__Aim of the exercise__.
Keeping every word in place, write out the entries that come next.

[Collection entries]

PR #330, opened 2025-04-18
Energy transfer diagnostics

bendudson:
Many optional diagnostic outputs, saving energy transfer channels for post-processing.

Not ready for merging: Need to consolidate sheath boundary diagnostics.


mikekryjak:
This looks great! One thing I noticed is that the diagnostic nomenclature is different than existing, e.g. `E_Div_Vpar_KE_d+` instead of `Ed+_Div_Vpar_KE`.

mikekryjak:
@bendudson are these the diagnostics you've used for the energy balance work? It would be good to get these merged, but I would prefer if we edited some names so that they are consistent with the convention. I can do that if you need.

bendudson:
Hey @mikekryjak Yes these are diagnostics used in the TCV-X21 energy analysis. Consistent naming would be a big improvement.

PR #332, opened 2025-04-22
recycling: Add fast momentum recycling

bendudson:
When ions fast recycle, some of their toroidal momentum is retained as the ion bounces off target, and should be transferred to the neutral. This adds fast momentum recycling factors for SOL, PF and target.


mikekryjak:
Some thoughts:
- As discussed, the parallel momentum component of the reflected neutral is non-intuitive: if the incidence angle is 0 then it's negative, if it's 45 degrees then it's 0, and if it's over 45 degrees it's positive. In this PR, the momentum recycling factor controls just the parallel component, so you can say that the angle is contained in the recycling fraction somehow.
- In reality the incidence angle is not just a function of field line and wall geometry - the particles are in a Larmor orbit which is then pulled towards the target by the sheath potential. I have heard that this ends up being a roughly similar angle a lot of the time, around 60 degrees (but the references weren't super solid on this).
- EIRENE internally calculates the ion incidence angle by taking the potential acceleration into account, and TRIM provides the momentum recycling fraction as a table for an input of material, angle and energy. I wonder whether this momentum recycling fraction is the parallel momentum specifically, allowing us to plug in 60 degrees and get an approximate value to use as default.

mikekryjak:
This definitely needs merging in in some form in the near future.

PR #333, opened 2025-04-23
Additional docs content

mikekryjak:
Added docs on:

- Form of diamagnetic drift
- Guard cells and cell boundary calculation
- Cell face notation


mikekryjak:
Need to add something on clang: 

image

bendudson (approved):

PR #355, opened 2025-06-02
Changed the order of applying the BC in Jdia

totork:
I am not sure if this does something but in FCI (from my understanding), it should be
perpendicular BC -> communication -> parallel BC

@dschwoerer


totork:
What happens to the parallel vorticity boundary condition? Do we also have to set it or is it set in the parallel sheath component? 
@dschwoerer @bendudson 

If it is not set otherwise, is it missing in the relax_potential component?

dschwoerer (approved):
Yes, the new order is the only correct order for FCI.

__Solution to the problem__.
PR #330, opened 2025-04-18
Energy transfer diagnostics

bendudson:
Many optional diagnostic outputs, saving energy transfer channels for post-processing.

Not ready for merging: Need to consolidate sheath boundary diagnostics.


mikekryjak:
This looks great! One thing I noticed is that the diagnostic nomenclature is different than existing, e.g. `E_Div_Vpar_KE_d+` instead of `Ed+_Div_Vpar_KE`.

mikekryjak:
@bendudson are these the diagnostics you've used for the energy balance work? It would be good to get these merged, but I would prefer if we edited some names so that they are consistent with the convention. I can do that if you need.

bendudson:
Hey @mikekryjak Yes these are diagnostics used in the TCV-X21 energy analysis. Consistent naming would be a big improvement.

PR #332, opened 2025-04-22
recycling: Add fast momentum recycling

bendudson:
When ions fast recycle, some of their toroidal momentum is retained as the ion bounces off target, and should be transferred to the neutral. This adds fast momentum recycling factors for SOL, PF and target.


mikekryjak:
Some thoughts:
- As discussed, the parallel momentum component of the reflected neutral is non-intuitive: if the incidence angle is 0 then it's negative, if it's 45 degrees then it's 0, and if it's over 45 degrees it's positive. In this PR, the momentum recycling factor controls just the parallel component, so you can say that the angle is contained in the recycling fraction somehow.
- In reality the incidence angle is not just a function of field line and wall geometry - the particles are in a Larmor orbit which is then pulled towards the target by the sheath potential. I have heard that this ends up being a roughly similar angle a lot of the time, around 60 degrees (but the references weren't super solid on this).
- EIRENE internally calculates the ion incidence angle by taking the potential acceleration into account, and TRIM provides the momentum recycling fraction as a table for an input of material, angle and energy. I wonder whether this momentum recycling fraction is the parallel momentum specifically, allowing us to plug in 60 degrees and get an approximate value to use as default.

mikekryjak:
This definitely needs merging in in some form in the near future.

PR #333, opened 2025-04-23
Additional docs content

mikekryjak:
Added docs on:

- Form of diamagnetic drift
- Guard cells and cell boundary calculation
- Cell face notation


mikekryjak:
Need to add something on clang: 

image

bendudson (approved):

PR #355, opened 2025-06-02
Changed the order of applying the BC in Jdia

totork:
I am not sure if this does something but in FCI (from my understanding), it should be
perpendicular BC -> communication -> parallel BC

@dschwoerer


totork:
What happens to the parallel vorticity boundary condition? Do we also have to set it or is it set in the parallel sheath component? 
@dschwoerer @bendudson 

If it is not set otherwise, is it missing in the relax_potential component?

dschwoerer (approved):
Yes, the new order is the only correct order for FCI.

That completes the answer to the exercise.